BEGIN RECORDS

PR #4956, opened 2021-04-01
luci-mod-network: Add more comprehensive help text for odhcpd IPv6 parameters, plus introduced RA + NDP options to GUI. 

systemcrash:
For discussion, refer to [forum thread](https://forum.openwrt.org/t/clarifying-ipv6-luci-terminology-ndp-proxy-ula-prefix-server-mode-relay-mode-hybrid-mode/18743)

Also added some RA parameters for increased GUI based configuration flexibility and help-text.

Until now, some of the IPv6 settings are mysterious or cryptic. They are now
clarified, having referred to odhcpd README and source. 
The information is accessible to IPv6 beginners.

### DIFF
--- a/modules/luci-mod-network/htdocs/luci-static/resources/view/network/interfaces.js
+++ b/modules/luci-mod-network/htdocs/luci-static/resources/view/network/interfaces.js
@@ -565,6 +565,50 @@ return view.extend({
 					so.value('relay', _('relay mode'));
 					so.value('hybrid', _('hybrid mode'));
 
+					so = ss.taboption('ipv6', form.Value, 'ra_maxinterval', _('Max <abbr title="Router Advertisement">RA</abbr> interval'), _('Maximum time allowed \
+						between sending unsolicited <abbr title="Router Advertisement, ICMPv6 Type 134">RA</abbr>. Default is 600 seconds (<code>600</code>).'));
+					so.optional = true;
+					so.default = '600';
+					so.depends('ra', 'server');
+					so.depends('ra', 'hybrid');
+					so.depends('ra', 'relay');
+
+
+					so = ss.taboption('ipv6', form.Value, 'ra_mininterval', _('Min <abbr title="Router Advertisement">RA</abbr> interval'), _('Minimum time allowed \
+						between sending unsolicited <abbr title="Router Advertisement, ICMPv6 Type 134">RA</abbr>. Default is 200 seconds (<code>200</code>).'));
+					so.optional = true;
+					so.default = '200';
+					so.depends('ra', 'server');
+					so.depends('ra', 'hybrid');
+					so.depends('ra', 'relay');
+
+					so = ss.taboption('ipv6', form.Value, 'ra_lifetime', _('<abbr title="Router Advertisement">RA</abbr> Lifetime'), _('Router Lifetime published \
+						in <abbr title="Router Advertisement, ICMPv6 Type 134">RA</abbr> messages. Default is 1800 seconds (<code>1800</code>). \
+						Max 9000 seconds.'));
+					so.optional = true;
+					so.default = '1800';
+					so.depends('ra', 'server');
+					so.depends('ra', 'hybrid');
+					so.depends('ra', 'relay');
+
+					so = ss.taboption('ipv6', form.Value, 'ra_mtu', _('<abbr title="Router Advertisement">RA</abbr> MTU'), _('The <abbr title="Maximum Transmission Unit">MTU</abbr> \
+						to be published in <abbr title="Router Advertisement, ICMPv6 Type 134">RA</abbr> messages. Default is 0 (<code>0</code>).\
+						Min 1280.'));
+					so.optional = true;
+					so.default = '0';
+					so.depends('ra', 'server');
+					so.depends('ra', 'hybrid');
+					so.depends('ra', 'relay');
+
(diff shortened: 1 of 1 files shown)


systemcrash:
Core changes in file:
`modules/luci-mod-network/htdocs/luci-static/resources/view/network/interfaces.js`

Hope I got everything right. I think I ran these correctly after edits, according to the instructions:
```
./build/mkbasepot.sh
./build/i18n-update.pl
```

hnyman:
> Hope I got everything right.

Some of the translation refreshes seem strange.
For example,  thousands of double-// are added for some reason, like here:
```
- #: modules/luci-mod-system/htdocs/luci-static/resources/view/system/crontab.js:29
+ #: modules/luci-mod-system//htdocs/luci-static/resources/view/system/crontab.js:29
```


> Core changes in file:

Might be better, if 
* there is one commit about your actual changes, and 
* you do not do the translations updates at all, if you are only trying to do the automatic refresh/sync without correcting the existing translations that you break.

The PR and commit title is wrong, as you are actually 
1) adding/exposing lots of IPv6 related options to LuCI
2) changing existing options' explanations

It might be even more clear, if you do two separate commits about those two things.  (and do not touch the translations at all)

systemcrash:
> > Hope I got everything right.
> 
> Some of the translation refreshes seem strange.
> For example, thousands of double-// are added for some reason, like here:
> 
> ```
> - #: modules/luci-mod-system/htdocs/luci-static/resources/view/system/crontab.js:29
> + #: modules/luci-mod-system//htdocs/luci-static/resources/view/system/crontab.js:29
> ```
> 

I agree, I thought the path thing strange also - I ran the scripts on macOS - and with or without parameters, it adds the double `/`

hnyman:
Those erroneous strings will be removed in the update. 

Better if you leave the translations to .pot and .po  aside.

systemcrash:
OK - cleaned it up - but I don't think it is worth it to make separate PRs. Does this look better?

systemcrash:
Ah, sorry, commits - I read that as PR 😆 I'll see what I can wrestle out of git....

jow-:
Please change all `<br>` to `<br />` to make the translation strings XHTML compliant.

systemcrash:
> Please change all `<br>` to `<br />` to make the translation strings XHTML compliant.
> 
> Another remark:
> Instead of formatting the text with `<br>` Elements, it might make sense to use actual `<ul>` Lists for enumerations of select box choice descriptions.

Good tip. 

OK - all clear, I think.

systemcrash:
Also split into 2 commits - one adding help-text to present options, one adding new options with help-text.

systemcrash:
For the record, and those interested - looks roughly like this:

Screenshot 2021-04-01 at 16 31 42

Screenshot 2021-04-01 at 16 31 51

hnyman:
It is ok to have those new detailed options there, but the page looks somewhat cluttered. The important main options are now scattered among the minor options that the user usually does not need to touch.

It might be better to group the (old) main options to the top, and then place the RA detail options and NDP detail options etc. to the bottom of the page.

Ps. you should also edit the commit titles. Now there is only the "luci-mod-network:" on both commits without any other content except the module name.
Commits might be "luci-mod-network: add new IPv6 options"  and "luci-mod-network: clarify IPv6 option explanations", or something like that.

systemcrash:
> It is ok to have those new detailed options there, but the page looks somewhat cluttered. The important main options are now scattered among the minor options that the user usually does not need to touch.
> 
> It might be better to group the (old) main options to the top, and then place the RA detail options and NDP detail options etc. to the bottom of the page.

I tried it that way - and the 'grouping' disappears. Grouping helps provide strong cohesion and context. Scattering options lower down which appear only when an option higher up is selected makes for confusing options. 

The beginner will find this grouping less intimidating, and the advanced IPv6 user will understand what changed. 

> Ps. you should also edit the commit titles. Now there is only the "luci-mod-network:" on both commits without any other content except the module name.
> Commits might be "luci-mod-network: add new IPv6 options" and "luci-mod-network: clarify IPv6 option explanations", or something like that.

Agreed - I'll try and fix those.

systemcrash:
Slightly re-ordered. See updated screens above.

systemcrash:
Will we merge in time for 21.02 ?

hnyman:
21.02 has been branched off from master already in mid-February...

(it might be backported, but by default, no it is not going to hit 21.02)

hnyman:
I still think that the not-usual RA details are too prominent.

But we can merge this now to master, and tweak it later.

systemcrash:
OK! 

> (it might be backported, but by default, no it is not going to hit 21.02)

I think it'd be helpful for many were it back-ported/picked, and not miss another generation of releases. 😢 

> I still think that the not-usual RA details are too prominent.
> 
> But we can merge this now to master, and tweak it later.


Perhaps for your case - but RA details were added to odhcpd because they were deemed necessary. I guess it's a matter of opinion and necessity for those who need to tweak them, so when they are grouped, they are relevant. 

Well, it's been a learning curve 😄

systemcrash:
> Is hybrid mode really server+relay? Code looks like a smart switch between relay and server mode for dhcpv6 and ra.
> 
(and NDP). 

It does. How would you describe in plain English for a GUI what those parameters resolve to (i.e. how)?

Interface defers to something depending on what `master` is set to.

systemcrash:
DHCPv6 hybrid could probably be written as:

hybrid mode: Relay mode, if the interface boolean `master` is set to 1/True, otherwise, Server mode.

END RECORDS
BEGIN RECORDS

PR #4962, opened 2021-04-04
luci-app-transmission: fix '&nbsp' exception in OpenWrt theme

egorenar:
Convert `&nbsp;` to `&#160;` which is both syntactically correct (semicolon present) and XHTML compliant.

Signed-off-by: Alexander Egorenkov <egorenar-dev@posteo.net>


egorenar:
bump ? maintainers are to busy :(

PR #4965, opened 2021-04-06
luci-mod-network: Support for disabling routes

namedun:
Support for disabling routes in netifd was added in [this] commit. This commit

END RECORDS
BEGIN RECORDS

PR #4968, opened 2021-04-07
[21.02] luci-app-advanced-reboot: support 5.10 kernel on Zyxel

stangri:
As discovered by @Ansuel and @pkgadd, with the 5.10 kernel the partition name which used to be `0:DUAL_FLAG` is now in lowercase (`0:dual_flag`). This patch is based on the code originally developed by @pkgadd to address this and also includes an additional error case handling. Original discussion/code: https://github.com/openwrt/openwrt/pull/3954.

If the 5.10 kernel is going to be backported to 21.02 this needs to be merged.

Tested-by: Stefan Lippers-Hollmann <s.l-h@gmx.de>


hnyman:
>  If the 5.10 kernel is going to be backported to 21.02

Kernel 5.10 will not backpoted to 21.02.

END RECORDS

» YOUR INSTRUCTIONS: Retype, exactly and in full, the lines above from the one containing "Tested-by: Stefan Lippers-Hollmann" through the one containing "Kernel 5.10 will not backpoted to 21.02.".

» ANSWER TO THIS EXERCISE:
Tested-by: Stefan Lippers-Hollmann <s.l-h@gmx.de>


hnyman:
>  If the 5.10 kernel is going to be backported to 21.02

Kernel 5.10 will not backpoted to 21.02.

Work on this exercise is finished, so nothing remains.